Here basically I put each one of my explanatory variable in variable. For example
var1 var 2 -> w1 = var1, w2= var2. Notice that i don't know how many variable i have in advance so i leave room for ten variables.
Then store the potential variable using symput.
data _null_;
cntw=countw(&parameters);
i = 1;
array w{10} $15.;
do while(i <= cntw);
w[i]= scan((&parameters"),i, ' ');
i = i +1;
end;
/* store a variable globally*/
do j=1 to 10;
call symput("explanVar"||left(put(j,3.)), w(j));
end;
run;
My next step is to perform a proc sql using the variable i've stored. It does not work as
if I have less than 10 variables.
proc sql;
select count(&explanVar1), count(&explanVar2),
count(&explanVar3), count(&explanVar4),
count(&explanVar5), count(&explanVar6),
count(&explanVar7), count(&explanVar8),
count(&explanVar9), count(&explanVar10)
from estimation
;quit;
Can this code work with less than 10 variables?
You haven't provided the full context for this project, so it's unclear if this will work for you - but I think this is what I'd do.
First off, you're in SAS, use SAS where it's best - counting things. Instead of the PROC SQL and the data step, use PROC MEANS:
proc means data=estimation n;
var &parameters.;
run;
That, without any extra work, gets you the number of nonmissing values for all of your variables in one nice table.
Secondly, if there is a reason to do the PROC SQL, it's probably a bit more logical to structure it this way.
proc sql;
select
%do i = 1 %to %sysfunc(countw(&parameters.));
count(%scan(&parameters.,&i.) ) as Parameter_&i., /* or could reuse the %scan result to name this better*/
%end; count(1) as Total_Obs
from estimation;
quit;
The final Total Obs column is useful to simplify the code (dealing with the extra comma is mildly annoying). You could also put it at the start and prepend the commas.

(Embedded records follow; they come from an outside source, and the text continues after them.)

PR #3453, opened 2023-05-12
codecatalyst: "Open Dev Environment": filter by space, project

justinmk3:
## Problem:
"Open Dev Environment" menu:
- shows env id prominently which is not human-friendly
- user cannot filter by space or project name
- "Last used" string takes unnecessary space
- places "RUNNING" environments at the bottom of the list.

## Solution:
- Set `matchOnDetail=true` so the list can be filtered by the detail description, not just the label.
- Drop "Last used" label; the timestamp is clear enough on its own.
- When sorting the list, only compare "last used".

### Before

listdevenvs-before

### After

Screenshot 2023-05-12 at 06 44 07

## License


nkomonen-amazon (approved):
Nice change, much more intuitive

JadenSimon (approved):

PR #3460, opened 2023-05-15
fix(ci): exclude testE2E/ from coverage analysis

justinmk3:
- fix(ci): exclude `testE2E/**` and `testLint/**` from coverage analysis
- rename `integrationTest/` => `testInteg/`

## License


.nycrc.json
```diff
@@ -1,5 +1,5 @@
 {
     "all": true,
     "include": ["src/**", "dist/src/**"],
-    "exclude": ["test/**", "integrationTest/**", "testFixtures/**"]
+    "exclude": ["test/**", "testE2E/**", "testLint/**", "testInteg/**", "testFixtures/**"]
```
justinmk3, line 4: should these be prefixed with `src/` ?
```suggestion
    "exclude": ["src/test/**", "src/testE2E/**", "src/testLint/**", "src/testInteg/**", "src/testFixtures/**"]
```

nkomonen-amazon (approved):

.nycrc.json
JadenSimon: I think the patterns are applied relative to `include` but not 100% sure

justinmk3: that seems to be what the examples in https://github.com/istanbuljs/nyc#selecting-files-for-coverage imply, but it doesn't clearly say.

PR #3697, opened 2023-07-28
feat(ec2): provide link to launch instance. 

Hweinstock:
## Problem
User Request
## Solution
Add option to launch instance from toolkit. The option links to console page for launching EC2 instances. Currently, the functionality is available as an icon-button and on right-click. Additionally, we have it in the command-palette. In the command palette, the region is inferred using `guessDefaultRegion`. I see three potential alternatives:
- (1)provide a region prompter when used from the command palette that defaults to the region given by `guessDefaultRegion`. 
- (2)Don't prompt for region, and assume the region based on `guessDefaultRegion`. 
- (3)Don't allow the command to be used from command palette and only see it on the explorer. 
Let me know if you think either of the alternatives presented above would be preferred. 

The current implementation (1) because it seems like the optimal middle ground. We allow the customer to select their region, while also providing an intuitive and helpful default. 

Below are some screenshots of the feature:
image
image
image

## License


justinmk3:
> We allow the customer to select their region, while also providing an intuitive and helpful default.

If the region prompt has the "default" (guessed) region at the top, then that's perfect.

packages/toolkit/.changes/next-release/Feature-ddc43dca-284c-4ab6-8857-e207bcdd9858.json
```diff
@@ -0,0 +1,4 @@
+{
+	"type": "Feature",
+	"description": "provide link to launch ec2 instances from explorer"
```
justinmk3, line 3: The changelog is a "mini blog" and is the single most high-traffic way that customers get news about the product. So when writing a changelog, I imagine I'm writing a tweet or a blog post :)

```suggestion
	"description": "EC2: Launch ec2 instances from AWS Explorer"
```

justinmk3 (approved):

PR #3699, opened 2023-07-31
browser: start webpack setup to get logging working

nkomonen-amazon:
## Problem
We have the browser entry point setup already, and now we want to start with getting something small from our
existing code running.

## Solution
Get the logging working. This PR doesn't get it working :(

This commit:
- Creates a new cli command to build the webpack bundle for the browser `npm run buildBrowser`
- polyfills node specific modules with browser compatible ones. This was automatically done in webpack 4 (we are on 5), but now it needs to be done explicitly

#### Remaining issues
- Certain code needs to be modified to handle being run in the browser
  - Winston
  - Telemetry
- `child_process` and `async_hooks` do not have a good browser supported alternative

## License


package.json
```diff
@@ -3567,22 +3568,33 @@
         "@iarna/toml": "^2.2.5",
         "adm-zip": "^0.5.10",
         "amazon-states-language-service": "^1.10.0",
+        "assert": "^2.0.0",
         "async-lock": "^1.4.0",
         "aws-sdk": "^2.1384.0",
         "aws-ssm-document-language-service": "^1.0.0",
+        "browserify-fs": "^1.0.0",
+        "browserify-zlib": "^0.2.0",
```
justinmk3, line 3576: It will be hard to reason about which of these interleaved dependencies is needed for which "mode". Can we create a sub-project in a new folder like `srcWeb/` which has its own package.json? 

Example of a project "inheriting" a parent project: https://github.com/aws/aws-toolkit-common/blob/147df8f44f08e081675e01cebf9f957ca9658add/lsp/core/aws-lsp-yaml-common/package.json#L10

justinmk3 (changes requested):
before merging this I think we need to creating a `srcWeb/package.json` which inherits the "base" package.json.

webpack.config.js
```diff
@@ -102,11 +102,43 @@ const webConfig = {
...
+            http: require.resolve('stream-http'),
+            https: require.resolve('https-browserify'),
+            os: require.resolve('os-browserify/browser'),
+            path: require.resolve('path-browserify'),
+            stream: require.resolve('stream-browserify'),
+            zlib: require.resolve('browserify-zlib'),
+            process: require.resolve('process/browser'),
+            // TODO: these do not have a straight-forward replacement and cause browser mode not to work
+            child_process: false, // Reason for error: 'TypeError: The "original" argument must be of type Function'
+            async_hooks: false,
```
JadenSimon, line 136: It's only used for telemetry, but yeah a replacement is very difficult to do without access to the engine's APIs. There's a partial solution in `src/shared/telemetry/spans.ts` that could be used. The behavior only diverges when two separate async tasks are trying to record telemetry to the context in parallel. CodeWhisperer doesn't do this though.

package.json
nkomonen-amazon: I've created a new `package.json` with the browser dependencies in `src/browser/`. This should be good enough for now to separate things, but when it comes to naming we can revisit later and come to a final agreement.

src/browser/README.md
```diff
@@ -0,0 +1,25 @@
...
+Functionality will not be immediately available in the browser since the underlying code will need
+to be modified to get things working. Functionality will be provided incrementally.
+
+## `package.json`
+
+We separate browser specific dependencies from the main `package.json`
+in the root to reduce complexity.
+
+These browser specific dependencies are consumed in the
+root `package.json` by using `"aws-toolkit-browser": "file:src/browser"`
```
justinmk3, line 16: Should it be the other way around, i.e. browser/package.json consumes a base package.json? 

Is this only a temporary step towards that?

nkomonen-amazon: This is the correct direction. The "base" package.json consumes the "browser" package.json since our base `package.json` is the only one that gets used to build the final VSIX.

justinmk3: That's the inverse of this approach, right? https://github.com/aws/aws-toolkit-common/blob/147df8f44f08e081675e01cebf9f957ca9658add/lsp/core/aws-lsp-yaml-common/package.json#L10

package.json
```diff
@@ -3541,6 +3543,7 @@
         "mocha-junit-reporter": "^2.2.0",
         "mocha-multi-reporters": "^1.5.1",
         "nyc": "^15.1.0",
+        "path-browserify": "^1.0.1",
```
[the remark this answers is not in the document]
nkomonen-amazon: Done

src/browser/README.md
nkomonen-amazon: Yup, those have a "core" package which is consumed by other modules. But in our case everything goes in to the root `package.json` which has a dependency on the nested `src/browser/package.json`

justinmk3: Ok, can you add a note about this specifically in this readme? And link to the above URL example

nkomonen-amazon: Updated

nkomonen-amazon: @justinmk3 updated to fix the package.json import issue

justinmk3 (approved):

justinmk3:
the failing `VSCode Package Test` CI looks relevant

PR #3705, opened 2023-08-04
feat(ec2): prompt to add inline policies. 

Hweinstock:
## Problem
By default, the ec2 instances do not have the proper permissions to allow for connect via SSM. Therefore, users will have to complete this step manually. 
## Current Solution
Check if IAM role exists on instance, if it does, prompt to add necessary actions as inline policy. 
### Details and Problems with Current Solution
- actions in prompt are poorly formatted. 
- attaching the inline policy, then immediately attempting connection does not appear to work reliably. The cause of this is currently unknown, but one potential explanation is the delay of propagating permissions across all regions. When immediately attempting connection after adding the inline policy, the terminal will open, but will immediately crash. Note that no error is thrown by the SDK here, meaning we have no way of knowing if the terminal will crash or not before opening the terminal. Additionally, while we do get a terminal close event on the crash, we have no way of distinguishing this from a user close event. The current solution to this problem is to add a 5 second delay between adding the policies and attempting connection. During this process we provide a progress bar with cancel. This solution is far from ideal, but does appear to work. A polling approach was also attempted, but seemed to fail as the SDK calls returned that the necessary policies were attached before a connection can be successfully made. 
- after attaching the inline policy, there is often a delay in the SSM agent starting on the instance. This results in receiving the `is SSM agent running error?` if connection is attempted immediately following adding the inline-policy (only in remote window, this error doesn't happen when trying to establish a terminal). This can take up to a few minutes to go away, or can be immediately resolved by fully restarting (not rebooting) the instance. Giving the customer an option to restart is not a feasible solution as it comes with many side effects (new billing cycle, new ip address, etc.). 
- Actions added include 
```
    'ssmmessages:CreateControlChannel',
    'ssmmessages:CreateDataChannel',
    'ssmmessages:OpenControlChannel',
    'ssmmessages:OpenDataChannel',
    'ssm:DescribeAssociation',
    'ssm:ListAssociations',
    'ssm:UpdateInstanceInformation'
```
- The bottom three, while not necessary for the connection, appear to help in starting the SSM agent on initial connection. With these policies attached, and restarting the instance, the connection works every time. 
- Actions added are expanded such that SSM agent starts on instance. 
- If no IAM role attached, we link to documentation. 

### Visuals

progress bar with cancel:
image

prompt with actions: 
image

## License


src/ec2/model.ts
```diff
@@ -113,19 +115,29 @@ export class Ec2ConnectionManager {
...
+            if (!policiesAdded) {
+                const message = `Did not add permissions. Ensure an IAM role with the proper permissions is attached to the instance. Found attached role: ${
+                    IamRole!.Arn
+                }`
+                this.throwConnectionError(message, selection, {
+                    code: 'EC2SSMPermission',
+                    documentationUri: this.policyDocumentationUri,
+                })
+            } else {
+                const timeout = new Timeout(policyAttachDelay)
```
nkomonen-amazon, line 128: Is it cheap to poll an api until we can confirm the policy is attached?

Hweinstock: I tried a polling approach on if the policy is attached, but it appears the SDK call will tell me its attached, before it actually works. When I stepped through with debugger, the polling would always succeed on the first attempt, then open terminal and it still crashes.

Hweinstock: It's possible I had polling implemented incorrectly, so I committed the function I used in the recent commit.

src/ec2/model.ts
```diff
@@ -93,6 +95,19 @@ export class Ec2ConnectionManager {
...
+    private async pollForPermissions(roleArn: string): Promise<void> {
+        const timeout = new Timeout(-1)
+        await showMessageWithCancel(`Adding inline policy to IAM role ${roleArn}`, timeout)
+        while (true) {
+            const permissionsAdded = await this.hasProperPermissions(roleArn)
+            if (permissionsAdded) {
+                break
+            }
+            await sleep(1000)
+        }
```
justinmk3, line 107: what if `hasProperPermissions` never succeeds? the while-loop needs to break if the `timeout` was canceled.


    while(!timeout.completed)

src/ec2/model.ts
```diff
@@ -113,19 +128,29 @@ export class Ec2ConnectionManager {
...
+                    code: 'EC2SSMPermission',
+                    documentationUri: this.policyDocumentationUri,
+                })
+            } else {
+                const timeout = new Timeout(policyAttachDelay)
+
+                function delay(ms: number) {
+                    return new Promise(resolve => setTimeout(resolve, ms))
+                }
+                await showMessageWithCancel(`Adding Inline Policy to ${IamRole!.Arn}`, timeout)
```
justinmk3, line 146: `showMessageWithCancel` has a `showAfterMs` parameter. 
```suggestion
                await showMessageWithCancel(`Adding Inline Policy to ${IamRole!.Arn}`, timeout, policyAttachDelay)
```

src/ec2/model.ts
```diff
@@ -113,19 +128,29 @@ export class Ec2ConnectionManager {
...
+            const policiesAdded = await promptToAddPolicies(this.iamClient, IamRole!.Arn!)
+            if (!policiesAdded) {
+                const message = `Did not add permissions. Ensure an IAM role with the proper permissions is attached to the instance. Found attached role: ${
+                    IamRole!.Arn
+                }`
+                this.throwConnectionError(message, selection, {
+                    code: 'EC2SSMPermission',
+                    documentationUri: this.policyDocumentationUri,
+                })
+            } else {
```
justinmk3, line 140: if we are throwing above, don't need `else` here.
```suggestion
            }
```

src/ec2/model.ts
justinmk3, line 146: this is a strange place for this logic. Where is the code that actually adds the policy?

src/shared/remoteSession.ts
```diff
@@ -173,13 +180,47 @@ export async function handleMissingTool(tools: Err<MissingTool[]>) {
...
-            'ssmmessages:OpenDataChannel',
-        ],
+        ActionNames: minimumSsmActions,
     })
 
     return deniedActions
 }
+
+export async function promptToAddPolicies(client: IamClient, roleArn: string): Promise<boolean> {
+    const promptText = `In order to connect, toolkit will add actions ${getFormattedSsmActions()} to role ${roleArn}`
```
justinmk3, line 190: The most verbose variable should usually go at the end of a message, else it crowds out parts that a human actually needs to read.

```suggestion
    const promptText = `${getIdeProperties().company} Toolkit will add required actions to role ${roleArn}:  ${getFormattedSsmActions()}`
```

src/shared/remoteSession.ts
```diff
@@ -173,13 +180,47 @@ export async function handleMissingTool(tools: Err<MissingTool[]>) {
...
+
+function getFormattedSsmActions() {
+    const formattedActions = minimumSsmActions.map(action => `${action},\n`).reduce((l, r) => l + r)
+
+    return formattedActions.slice(0, formattedActions.length - 2)
+}
+
+function getSsmPolicyDocument() {
+    return `{
+            \"Version\": \"2012-10-17\",
```
justinmk3, line 208: is this escaping necessary?
```suggestion
            "Version": "2012-10-17",
```

src/ec2/model.ts
Hweinstock: Currently not using this method since it appeared to give the same problems. That is, the API would say the permissions are attached, but terminal would crash. I still updated it in case there is a way to modify it to avoid this.

src/ec2/model.ts
Hweinstock: The logic for adding a policy is on line 131 just above with a call to `promptToAddPolicies` declared in `src/shared/remoteSession.ts`.  We prompt the user to see if they want to add the policy, then handle the response here. I moved the `promptToAddPolicies` to `src/shared/remoteSession.ts` since it seemed like a general utility function for establishing SSM connection, and not specific to EC2.

src/shared/remoteSession.ts
Hweinstock: Oh, good catch. The example in the documentation made me think it was needed, but appears to work without. https://docs.aws.amazon.com/AWSJavaScriptSDK/latest/AWS/IAM.html#putRolePolicy-property

src/ec2/model.ts
justinmk3: should the "Adding policy..." progress message start before the call to `addSsmActionsToInlinePolicy` ?

src/shared/remoteSession.ts
```diff
@@ -173,13 +180,47 @@ export async function handleMissingTool(tools: Err<MissingTool[]>) {
...
 
     return deniedActions
 }
+
+export async function promptToAddPolicies(client: IamClient, roleArn: string): Promise<boolean> {
+    const promptText = `In order to connect, toolkit will add actions ${getFormattedSsmActions()} to role ${roleArn}`
+    const confirmation = await showConfirmationMessage({ prompt: promptText, confirm: 'Approve' })
+
+    if (confirmation) {
+        await addSsmActionsToInlinePolicy(client, roleArn)
```
justinmk3, line 197: If you _don't_ `await` here, could immediately return and the `Adding Inline Policy...` progress message could display sooner. 

With the current approach, there's an invisible delay and then the progress message shows later?

Hweinstock: I like that idea. I just tried it out and it is noticeably much smoother.

src/ec2/model.ts
Hweinstock: I refactored the delay logic to be in the `remoteSession.ts` file to make this change.

Hweinstock:
I noticed that the cancel button only cancels adding the policies, but not the entire process of connecting. I'm confused as to why this is happening and what I might need to add to avoid this behavior.

justinmk3:
> I noticed that the cancel button only cancels adding the policies, but not the entire process of connecting. I'm confused as to why this is happening

Is the `timeout` hooked to anything that controls the connection process? That would be one way to communicate the cancellation. Another way, less elegant (but common) is to throw a CancellationError: https://github.com/aws/aws-toolkit-vscode/blob/8fdd8d3197d26c4959db327e4c4e62242b5e0fd5/src/auth/secondaryAuth.ts#L78

packages/core/src/shared/remoteSession.ts
```diff
@@ -175,6 +181,61 @@ export async function handleMissingTool(tools: Err<MissingTool[]>) {
     )
 }
 
+function getFormattedSsmActions() {
+    const formattedActions = minimumSsmActions.map((action) => `"${action}",\n`).reduce((l, r) => l + r)
+
+    return formattedActions.slice(0, formattedActions.length - 2)
+}
+
+async function addInlinePolicyWithDelay(client: IamClient, roleArn: string) {
```
justinmk3, line 190: a short docstring would be helpful, like:

/** Shows a message for X seconds then does Y if user cancels, else does Z. */

justinmk3 (approved):

packages/core/src/shared/remoteSession.ts
```diff
@@ -175,6 +181,61 @@ export async function handleMissingTool(tools: Err<MissingTool[]>) {
...
+    const timeout = new Timeout(policyAttachDelay)
+    const message = `Adding Inline Policy to ${roleArn}`
+    await showMessageWithCancel(message, timeout)
```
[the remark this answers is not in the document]
Hweinstock: I experimented with this, but the behavior is slightly different. `showAfterMs` will delay the progress bar from popping up, whereas `delay` will extend the progress bar being up for some delay. The advantage of the second is that the moment the customer presses the button they receive feedback in a progress bar, rather than waiting for `policyAttachDelay` seconds to see any indication something is happening.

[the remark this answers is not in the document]
justinmk3: Maybe that's worth adding to `showMessageWithCancel` as an optional feature?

You finally could also drive this from a dataset rather than a macro variable. I like that better, in general, as it's easier to deal with in a lot of ways. If your parameter list is in a data set somewhere (one parameter per row, in the dataset "Parameters", with "var" as the name of the column containing the parameter), you could do
proc sql;
select cats('%countme(var=',var,')') into :countlist separated by ','
from parameters;
quit;
%macro countme(var=);
count(&var.) as &var._count
%mend countme;
proc sql;
select &countlist from estimation;
quit;
This I like the best, as it is the simplest code and is very easy to modify. You could even drive it from a contents of estimation, if it's easy to determine what your potential parameters might be from that (or from dictionary.columns).
I'm not sure about your SAS macro, but the SQL query will work with these two notes:
1) If you don't follow your COUNT() functions with an identifier such as "COUNT() AS VAR1", your results will not have field headings. If that's ok with you, then you may not need to worry about it. But if you export the data, it will be helpful for you if you name them by adding "...AS "MY_NAME".
2) For observations with fewer than 10 variables, the query will return NULL values. So don't worry about not getting all of the results with what you have, because as long as the table you're querying has space for 10 variables (10 separate fields), you will get data back.